They are as elusive as diamonds, rare gems in the earth that require tedious, skillful searching to locate. When finally found, their bewitching aroma casts such a powerful spell, people spend huge sums to procure them.
White truffles are some of the most prized ingredients in the world of fine dining. They can command prices of thousands of dollars per pound, comparable to expensive varieties of caviar.
Technically, they are the fruits of fungus—not the fungus itself but the part that produces its spores. They grow underground, typically near the roots of trees in northern and central Italy, where the mild climate and humidity from surrounding waters create ideal growing conditions. Contributing to their coveted status is the fact that they only exist in the wild—compared to the less expensive black truffles, which can be cultivated. They’re also only available during the short window between late September and December.
What makes them so beloved? “It’s the ultimate experience of the senses,” said chef Joey Campanaro, who runs several New York City restaurants, including The Little Owl, Market Table, and The Clam. “It’s the aroma on the taste buds.”
Meanwhile, chef Jimmy Bradley of The Red Cat in Chelsea is enthralled by their seasonality and how they announce the arrival of autumn. “It’s a European expression of the American concept of the harvest,” he said. “And they’re more exciting than pumpkins.”
The fragrance of white truffles is reminiscent of a pungent cheese—a musky scent, mixed with the raw freshness of dirt. Upon smelling it, your mouth salivates, as your tastebuds anticipate the umami.
Each truffle has about 120 different aromas, according to Vittorio Giordano, vice president of Urbani, the world’s largest purveyor of truffles, based in Umbria, Italy. And no two truffles smell the same.

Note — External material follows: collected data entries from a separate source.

PR #174, opened 2020-02-18
Add Annotation for System Environment Variables

### LINKED ISSUE #167: Add Annotation for System Environment Variables
Similiar to @SetSystemProperty and @ClearSystemProperty it would be useful if there were a option to set and clear System Enviroment Variables (java.lang.System.getenv). 

"We can update [System] Properties at runtime while Environment Variables are an immutable copy of the Operating System's variables." [1].

I found a JUnit 4 Rule that does it [2] and a not released Lambda solution [3] from the same author. Both solutions have this warning "This rule uses reflection for modifying internals of the environment variables map. It fails if your SecurityManager forbids such modifications." 

I am not sure about the license stuff for reusing parts of [2] or [3] in this project  (see also [4]). Would that be a problem?

[1] https://www.baeldung.com/java-system-get-property-vs-system-getenv
[2] https://github.com/stefanbirkner/system-rules/blob/master/src/main/java/org/junit/contrib/java/lang/system/EnvironmentVariables.java
[3] https://github.com/stefanbirkner/system-lambda/blob/master/src/main/java/com/github/stefanbirkner/systemlambda/SystemLambda.java (WithEnvironmentVariables)
[4] https://github.com/stefanbirkner/system-rules/issues/55#issuecomment-473049418

Hancho2009:
resolves #167 Add Annotation for System Environment Variables

---

### DIFF
--- a/.travis.yml
+++ b/.travis.yml
@@ -1,16 +1,7 @@
 language: java
 
-os:
-  - linux
-  - osx
-
 jdk:
   - openjdk8
-
-matrix:
-  exclude:
-    - os: osx
-      jdk: openjdk8
 
 before_cache:
   - rm -f  $HOME/.gradle/caches/modules-2/modules-2.lock
--- a/.travis.yml
+++ b/.travis.yml
@@ -6,6 +6,7 @@ os:
   - osx
 
 jdk:
+  - oraclejdk8
   - openjdk8
 
 before_cache:
--- a/.travis.yml
+++ b/.travis.yml
@@ -8,11 +8,6 @@ jdk:
   - oraclejdk11
   - openjdk8
 
-jobs:
-  exclude:
-    - os: osx
-      jdk: openjdk8
-
 before_cache:
   - rm -f  $HOME/.gradle/caches/modules-2/modules-2.lock
   - rm -fr $HOME/.gradle/caches/*/plugin-resolution/
--- a/.travis.yml
+++ b/.travis.yml
@@ -5,7 +5,6 @@ os:
   - osx
 
 jdk:
-  - oraclejdk11
   - openjdk8
 
 matrix:
--- a/.travis.yml
+++ b/.travis.yml
@@ -1,13 +1,17 @@
 language: java
 
 os:
-  - windows
   - linux
   - osx
 
 jdk:
-  - oraclejdk8
+  - oraclejdk11
   - openjdk8
+
+jobs:
+  exclude:
+    - os: osx
+      jdk: openjdk8
 
 before_cache:
   - rm -f  $HOME/.gradle/caches/modules-2/modules-2.lock
--- a/.travis.yml
+++ b/.travis.yml
@@ -8,6 +8,11 @@ jdk:
   - oraclejdk11
   - openjdk8
 
+matrix:
+  exclude:
+    - os: osx
+      jdk: openjdk8
+
 before_cache:
   - rm -f  $HOME/.gradle/caches/modules-2/modules-2.lock
   - rm -fr $HOME/.gradle/caches/*/plugin-resolution/
--- a/.travis.yml
+++ b/.travis.yml
@@ -1,5 +1,10 @@
 language: java
 
+os:
+  - windows
+  - linux
+  - osx
+
 jdk:
   - openjdk8
 
--- a/build.gradle.kts
+++ b/build.gradle.kts
@@ -203,3 +203,11 @@ tasks.register<org.junitpioneer.gradle.TriggerTravisTask>("triggerSiteBuild") {
     apiToken = travisApiToken
     message = "Triggered by successful JUnit Pioneer build for %COMMIT"
 }
+
+test {
+    testLogging {
+        // set options for log level LIFECYCLE
+        events "failed"
+        exceptionFormat "full"
+    }
+}
--- a/build.gradle.kts
+++ b/build.gradle.kts
@@ -104,6 +104,12 @@ tasks {
             includeTestsMatching("*Tests")
         }
         systemProperty("java.util.logging.manager", "org.apache.logging.log4j.jul.LogManager")
+        // `SystemPropertyExtension` uses reflection to change environment variables;
+        // this prevents the corresponding warning (and keeps working on Java 8)
+        // IF YOU ADD MORE OPTIONS; CONSIDER REPLACING `-XX:+IgnoreUnrecognizedVMOptions WITH A CONDITIONAL
+        jvmArgs(
+                "-XX:+IgnoreUnrecognizedVMOptions",
+                "--add-opens=java.base/java.util=ALL-UNNAMED")
     }
 
     javadoc {
--- a/build.gradle.kts
+++ b/build.gradle.kts
@@ -96,6 +96,9 @@ sonarqube {
 tasks {
 
     test {
+        testLogging {
+            setExceptionFormat("full")
+        }
         useJUnitPlatform()
         filter {
             includeTestsMatching("*Tests")
@@ -202,12 +205,4 @@ tasks.register<org.junitpioneer.gradle.TriggerTravisTask>("triggerSiteBuild") {
     branch = "grandmaster"
     apiToken = travisApiToken
     message = "Triggered by successful JUnit Pioneer build for %COMMIT"
-}
-
-test {
-    testLogging {
-        // set options for log level LIFECYCLE
-        events "failed"
-        exceptionFormat "full"
-    }
 }
--- a/docs/enviroment-variables.adoc
+++ b/docs/enviroment-variables.adoc
@@ -6,6 +6,8 @@ Both annotations work on the test method and class level, are repeatable as well
 After the annotated method has been executed, the variables mentioned in the annotation will be restored to their original value or will be cleared if they didn't have one before.
 Other environment variables that are changed during the test, are *not* restored.
 
+Warning: Your SecurityManager has to allow modifications.
+
 For example, clearing a environment variable for a test execution can be done as follows:
 
 [source,java]
--- a/docs/enviroment-variables.adoc
+++ b/docs/enviroment-variables.adoc
@@ -1,0 +1,58 @@
+:page-title: @ClearEnvironmentVariable and @SetEnvironmentVariable
+:page-description: JUnit Jupiter extensions to clear and set the values of environment variable
+
+The `@ClearEnvironmentVariable` and `@SetEnvironmentVariable` annotations can be used to clear, respectively, set the values of environment variables for a test execution.
+Both annotations work on the test method and class level, are repeatable as well as combinable.
+After the annotated method has been executed, the variables mentioned in the annotation will be restored to their original value or will be cleared if they didn't have one before.
+Other environment variables that are changed during the test, are *not* restored.
+
+For example, clearing a environment variable for a test execution can be done as follows:
+
+[source,java]
+----
+@Test
+@ClearEnvironmentVariable(key = "some variable")
+void test() {
+	assertThat(System.getenv("some variable")).isNull();
+}
+----
+
+And setting a environment variable for a test execution:
+
+[source,java]
+----
+@Test
+@SetEnvironmentVariable(key = "some variable", value = "new value")
+void test() {
+	assertThat(System.getenv("some variable")).isEqualsTo("new value");
+}
+----
+
+As mentioned before, both annotations are repeatable and they can also be combined:
+
+[source,java]
+----
+@Test
+@ClearEnvironmentVariable(key = "1st variable")
+@ClearEnvironmentVariable(key = "2nd variable")
+@SetEnvironmentVariable(key = "3rd variable", value = "new value")
+void test() {
+	assertThat(System.getenv("1st variable")).isNull();
+	assertThat(System.getenv("2nd variable")).isNull();
+	assertThat(System.getenv("3rd variable")).isEqualsTo("new value");
+}
+----
+
+Note that class level configurations are overwritten by method level configurations:
+
+[source,java]
+----
+@ClearEnvironmentVariable(key = "some variable")
+class MySystemPropertyTest {
+	@Test
+	@SetEnvironmentVariable(key = "some variable", value = "new value")
+	void test() {
+		assertThat(System.getenv("some variable")).isEqualsTo("new value");
+	}
+}
+----
--- a/docs/enviroment-variables.adoc
+++ b/docs/enviroment-variables.adoc
@@ -6,7 +6,10 @@ Both annotations work on the test method and class level, are repeatable as well
 After the annotated method has been executed, the variables mentioned in the annotation will be restored to their original value or will be cleared if they didn't have one before.
 Other environment variables that are changed during the test, are *not* restored.
 
-Warning: Your SecurityManager has to allow modifications.
+WARNING: Java considers environment variables to be immutable, so this extension uses reflection to change them.
+This requires that the `SecurityManager` allows modifications and can potentially break on different operating systems and Java versions.
+Be aware that this is a fragile solution and consider finding a better one for your specific situation.
+If you're running on Java 9 or later, you may have to add `--add-opens=java.base/java.util=ALL-UNNAMED` to your test execution to prevent warnings or even errors.
 
 For example, clearing a environment variable for a test execution can be done as follows:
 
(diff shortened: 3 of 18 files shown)


Hancho2009:
@nicolaiparlog please give me some feedback.

.travis.yml
```diff
@@ -1,9 +1,19 @@
 language: java
 
+os:
+  - linux
+  - osx
```
nicolaiparlog: Cool that we test on an additional OS now! :+1:

.travis.yml
```diff
@@ -1,9 +1,19 @@
...
+
 jdk:
+  - oraclejdk11
   - openjdk8
   - openjdk11
 
+matrix:
+  exclude:
+    - os: osx
+      jdk: openjdk8
```
nicolaiparlog: Why does this combination have to be excluded?

.travis.yml
```diff
@@ -1,9 +1,19 @@
 language: java
 
+os:
+  - linux
+  - osx
+
 jdk:
+  - oraclejdk11
```
nicolaiparlog: Why do we test on another JDK 11?

build.gradle.kts
```diff
@@ -89,6 +89,9 @@ yamlValidator {
 tasks {
 
     test {
+        testLogging {
+            setExceptionFormat("full")
+        }
```
nicolaiparlog: What does this do? :blush:

docs/enviroment-variables.adoc
```diff
@@ -0,0 +1,60 @@
+:page-title: @ClearEnvironmentVariable and @SetEnvironmentVariable
+:page-description: JUnit Jupiter extensions to clear and set the values of environment variable
+
+The `@ClearEnvironmentVariable` and `@SetEnvironmentVariable` annotations can be used to clear, respectively, set the values of environment variables for a test execution.
+Both annotations work on the test method and class level, are repeatable as well as combinable.
+After the annotated method has been executed, the variables mentioned in the annotation will be restored to their original value or will be cleared if they didn't have one before.
+Other environment variables that are changed during the test, are *not* restored.
+
+Warning: Your SecurityManager has to allow modifications.
```
nicolaiparlog: I think we need a clearer warning that this uses reflection and may technically break on any minor Java release or on different OSes. Users should be aware that while this may be the best way to test env variables, it's not actually a good one. ;)

src/main/java/org/junitpioneer/jupiter/EnvironmentVariableUtils.java
```diff
@@ -0,0 +1,116 @@
...
+	 */
+	private static void setInProcessEnvironmentClass(Consumer<Map<String, String>> consumer)
+			throws ClassNotFoundException, NoSuchFieldException {
+		Class<?> processEnvironmentClass = Class.forName("java.lang.ProcessEnvironment");
+		consumer.accept(getFieldValue(processEnvironmentClass, null, "theEnvironment"));
+		consumer.accept(getFieldValue(processEnvironmentClass, null, "theCaseInsensitiveEnvironment"));
+	}
+
+	/*
+	 * Works on Linux
```
nicolaiparlog: And OS X?

src/main/java/org/junitpioneer/jupiter/EnvironmentVariableUtils.java
```diff
@@ -0,0 +1,116 @@
...
+import java.util.Map;
+import java.util.function.Consumer;
+
+import org.junit.jupiter.api.extension.ExtensionConfigurationException;
+
+/**
+ * This class modifies the internals of the environment variables map with reflection.
+ * Warning: If your {@link SecurityManager} does not allow modifications, it fails.
+ */
+public class EnvironmentVariableUtils {
```
nicolaiparlog: I don't think this should be public API. Was that an accident or on purpose?

nicolaiparlog:
Huh, how did I break the build? Looks like Java 11 bytecode is executed on Java 8 - weird. Feel free to take a look at it, otherwise I can do it.

.travis.yml
Hancho2009: I think they working on windows support too but it is not ready as you can see in this [build](https://travis-ci.org/junit-pioneer/junit-pioneer/builds/652600148) [Windows OpenJDK 11](https://travis-ci.org/junit-pioneer/junit-pioneer/jobs/652600151)

.travis.yml
Hancho2009: This combination is not supported. See [here](https://travis-ci.org/junit-pioneer/junit-pioneer/jobs/652617824)
`Expected feature release number in range of 9 to 15, but got: 8`
They only support openJDK 9 to 15 for osx.

.travis.yml
Hancho2009: I think I read that the Implementations can be different so I added this. oraclejdk8 did not work for linux  (I think if a different distro is used than it is possible) and osx.
My guess is that the implementations are probably the same so I am ok with it if you want to remove it.

build.gradle.kts
Hancho2009: The code did not work on linux (and osx I think) and a test faild but only the first line of the exception was shown and not the full stacktrace. You can see it [here](https://travis-ci.org/junit-pioneer/junit-pioneer/jobs/652150699)

> > Task :test
> org.junitpioneer.jupiter.EnvironmentVariableExtensionTests > initializationError FAILED
>     java.lang.NullPointerException at EnvironmentVariableExtensionTests.java:34
> 123 tests completed, 1 failed, 1 skipped

src/main/java/org/junitpioneer/jupiter/EnvironmentVariableUtils.java
Hancho2009: Same as Linux as far as I can tell.

src/main/java/org/junitpioneer/jupiter/EnvironmentVariableUtils.java
Hancho2009: accident 😳

src/main/java/org/junitpioneer/jupiter/EnvironmentVariableUtils.java
```diff
@@ -16,64 +16,66 @@
...
 	}
 
 	private static void modifyEnvironmentVariables(Consumer<Map<String, String>> consumer) {
 		try {
 			tryProcessEnvironmentClassFallbackSystemEnvClass(consumer);
 		}
-		catch (NoSuchFieldException e) {
-			throw new RuntimeException("Could not modify environment variables");
+		catch (ReflectiveOperationException ex) {
+			throw new ExtensionConfigurationException("Could not modify environment variables", ex);
```
Hancho2009: Keep in mind that `ex` is always form the second method never from the first. The best would proably if we can save also the exception from the first method and if both fail somehow add both exceptions here but I do not know a way do that. Maybe we should change the message that reflects this.
'Could not modify environment variables. The attached cause exception is only from the second of the two methods.' 
what do you think?

src/main/java/org/junitpioneer/jupiter/EnvironmentVariableUtils.java
```diff
@@ -16,64 +16,66 @@
...
 	}
 
 	private static void tryProcessEnvironmentClassFallbackSystemEnvClass(Consumer<Map<String, String>> consumer)
-			throws NoSuchFieldException {
+			throws ReflectiveOperationException {
 		try {
 			setInProcessEnvironmentClass(consumer);
 		}
-		catch (NoSuchFieldException | ClassNotFoundException e) {
+		catch (ReflectiveOperationException ex) {
```
Hancho2009: that is new to me - cool change

Hancho2009:
> Huh, how did I break the build? Looks like Java 11 bytecode is executed on Java 8 - weird. Feel free to take a look at it, otherwise I can do it.

I do not know much about gradle and travis-ci
https://docs.travis-ci.com/user/common-build-problems/#my-tests-broke-but-were-working-yesterday
Can you re run this one? https://travis-ci.org/junit-pioneer/junit-pioneer/builds/652682481
I noticed that in the working one there were two osx jobs what is correct and the newer ones that fail only have one.

docs/enviroment-variables.adoc
Hancho2009: You mentioned  in #174 
> - put a warning into the .adoc
> - put a warning into the Javadoc
> - print a warning once per test suite/class/method (?) execution if the extension is active

I did not know excatly how much you wanted here (and where for the last point).
Would at be ok if you do that?

src/main/java/org/junitpioneer/jupiter/EnvironmentVariableUtils.java
Hancho2009: Instead of the cause we could also use to suppressed too better represent that they are on the same level:

```
    public static void main(String[] args) {
        try {
            try {
                throw new ReflectiveOperationException("First try");
            } catch (ReflectiveOperationException e) {
                try {
                    throw new ReflectiveOperationException("Second try");
                } catch (ReflectiveOperationException ex) {
                    RuntimeException runtimeException = new RuntimeException("all");
                    runtimeException.addSuppressed(e);
                    runtimeException.addSuppressed(ex);
                    throw runtimeException;
                }
            }
        } catch (RuntimeException runtimeE)
        {
            runtimeE.printStackTrace();
        }
    }
```
Output:
```
java.lang.RuntimeException: all
	at org.junitpioneer.Test.main(Test.java:13)
	Suppressed: java.lang.ReflectiveOperationException: First try
		at org.junitpioneer.Test.main(Test.java:8)
	Suppressed: java.lang.ReflectiveOperationException: Second try
		at org.junitpioneer.Test.main(Test.java:11)
```

.travis.yml
nicolaiparlog: OpenJDK 11 and Oracle JDK 11 are very similar and I'm willing to bet that they behave the same here, so let's remove this JDK to reduce build times.

build.gradle.kts
nicolaiparlog: Let's keep it, then. :)

docs/enviroment-variables.adoc
nicolaiparlog: Sure.

src/main/java/org/junitpioneer/jupiter/EnvironmentVariableUtils.java
nicolaiparlog: Thought so. Maybe "Works on Unix" is more fitting, then.

src/main/java/org/junitpioneer/jupiter/EnvironmentVariableUtils.java
nicolaiparlog: (A) Great catch about the first exception, which went missing. Adding it as suppressed to the second exception looks right to me because the code that lead to the second exception did indeed suppress the first.

(B) I would still add the second exception as cause to the final (third) one because that causal chain represents well what actually happened.

As far as I can tell the code still does (A) and I would keep it that way.

nicolaiparlog:
I will look into the build failure some other day. :) Thanks for moving this forward, I really appreciate it. :+1:

.travis.yml
```diff
@@ -1,9 +1,19 @@
...
   - openjdk8
   - openjdk11
 
+matrix:
```
Michael1993: If I understand the [documentation](https://docs.travis-ci.com/user/customizing-the-build/#build-matrix) correctly, this should be `jobs:` instead of `matrix:`.

Michael1993: Currently that's my best guess why a build (that should be excluded anyway?) fails.

Michael1993: Nevermind, I'm just being dumb.

.travis.yml
Michael1993: Okay, so, I *think* this [might be causing issues on osx](https://docs.travis-ci.com/user/languages/java/#using-java-10-and-later)?

Hancho2009: I am not sure what you excactly mean.

> OracleJDK 11 and later are supported on Linux, and OpenJDK 10 and later are supported on Linux and macOS using install-jdk.sh.

Do you mean because Oracle JDK 11 is not mentioned for macOS that it is not supported?

It also worked once https://travis-ci.org/junit-pioneer/junit-pioneer/builds/652682481
It could be that travis Ci changed something and because of that it no longer works. So to test this it would be good to re run the previously working build again (I dont know how).
I suspect that because the working build had 2 macOS jobs but in the failing ones there is only 1 macOS job and I think the .travis.yml did not change.

Hancho2009:
Did you remove travis-ci?

.travis.yml
Hancho2009: Seems to work. it should be removed anyway https://github.com/junit-pioneer/junit-pioneer/pull/174#discussion_r393946606

What I do not understand is that is once worked https://travis-ci.org/junit-pioneer/junit-pioneer/builds/652682481
https://travis-ci.org/github/junit-pioneer/junit-pioneer/jobs/652682485/config

Michael1993: `travis_fold:start:install_jdk` was completely missing from the breaking build. It looked like Travis just skipped a step? Don't know why.

src/main/java/org/junitpioneer/jupiter/EnvironmentVariableExtension.java
```diff
@@ -0,0 +1,167 @@
...
+class EnvironmentVariableExtension
+		implements BeforeAllCallback, BeforeEachCallback, AfterAllCallback, AfterEachCallback {
+
+	private static final Namespace NAMESPACE = Namespace.create(EnvironmentVariableExtension.class);
+	private static final String BACKUP = "Backup";
+
+	private static final AtomicBoolean REPORTED_WARNING = new AtomicBoolean(false);
+	// package visible to make accessible for tests
+	static final String WARNING_KEY = EnvironmentVariableExtension.class.getSimpleName();
+	static final String WARNING_VALUE = "This extension uses reflection to mutate JDK-internal state, which is fragile. Check the Javadoc or documentation for more details.";
```
nicolaiparlog: What do you think about the increased visibility?

src/main/java/org/junitpioneer/jupiter/EnvironmentVariableExtension.java
```diff
@@ -0,0 +1,167 @@
...
+	}
+
+	private void restoreOriginalEnvironmentVariables(ExtensionContext context) {
+		context.getStore(NAMESPACE).get(BACKUP, EnvironmentVariableBackup.class).restoreVariables();
+	}
+
+	// this method is needed by the tests that verify whether the warning is correctly reported
+	static void resetWarning() {
+		REPORTED_WARNING.set(false);
+	}
```
nicolaiparlog: A bit weird to add this method just for tests. What do you think?

nicolaiparlog:
TODOs for myself:

* add warning to Asciidoc and Javadoc
* check whether all copy/paste from other extension is correct

Bukama:
When merged, please remove the "blocked"-label in #180 so @beatngu13 know, that he can start working on it.

src/main/java/org/junitpioneer/jupiter/EnvironmentVariableExtension.java
Bukama: I don't like methods in prod code just for tests.

src/main/java/org/junitpioneer/jupiter/EnvironmentVariableExtension.java
Bukama: I write all my classes package private to access them in tests

src/main/java/org/junitpioneer/jupiter/EnvironmentVariableExtension.java
nicolaiparlog: Me neither. Fixed it by making the field accessible, so this can be done directly by the tests. (Doesn't really change anything functionally, but not having that method there just feels better. :grin: )

nicolaiparlog:
Hey, @Hancho2009, I finally got around to merging this. Thank you very much for your contribution and patience. :raised_hands:

Hancho2009:
> Hey, @Hancho2009, I finally got around to merging this. Thank you very much for your contribution and patience. 🙌

Thank you too this would not happened without your involvement.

Since the Romans first began consuming these delicacies, the key to finding white truffles has been their powerful scent. Traditionally, truffle hunters employed female pigs, which are attracted to the pheromones secreted by the truffles. The problem, though, was that the pigs often ate the prized fungi. Nowadays, truffle hunters train dogs instead.
Drawing from a wealth of knowledge passed down through the generations, hunters know which trees to look for and the best weather conditions for hunting.
A Trusted Tradition
Many chefs and restaurants get their white truffles from Urbani. Back when the company was founded in 1850, truffles were rarely exported to other parts of the world. Today, the company controls about 70 percent of the world’s truffle market.
While Urbani labels all their products with the name of the fungi species, thus indicating the country of origin, the Food and Drug Administration (FDA) does not require such labeling. When shopping for truffle products from other purveyors, customers may not be getting the information they need to make their purchase.
“They [consumers] should have the right to know,” Giordano said. He hopes that the FDA can establish labeling rules in the future, just like in Italy—where labeling is required by law.
Italian and French black truffles, for example, are a different species than Chinese black truffles, which results in significantly different prices for the two. “It’s like buying a ring made out of gold [versus] one made out of metal,” he said.
Tips for the Home Cook
When it comes to selecting white truffles, Campanaro has a few criteria. Truffles that grow on chestnut trees are the most pungent, he says, so he looks for a reddish tint on the surface that indicates their provenance. Campanaro also looks for a uniform shape so that there’s maximum surface area when shaving the truffle for a dish. Those from Alba or Italy’s Piedmont region in general are his favorite.
Giordano suggests that people go by the aromas that appeal to them, since each truffle has its own particular scent—and each person senses different odors.
Bradley tests for firmness. “The less firm, the older it is,” he said. White truffles have a short shelf life; they should be consumed as soon as possible.
But if you must store them, Giordano warns against the common practice of placing them in rice. “Truffles are 90 percent water. Rice will absorb the moisture,” he said.
Instead, Campanaro suggests to wrap them in a paper towel and storing them in an airtight container.
Because truffles have such a powerful allure all their own, add them to dishes that let them shine. Scrambled eggs with butter, a homemade pasta or risotto, or even mashed potatoes will do the trick. Simply use a toothbrush to brush off the dirt from the truffle, then shave thin slices over the dish using a truffle slicer.
For the ultimate meal, pair with a Barolo or Barbaresco wine from Piedmont, the same region where white truffles reign.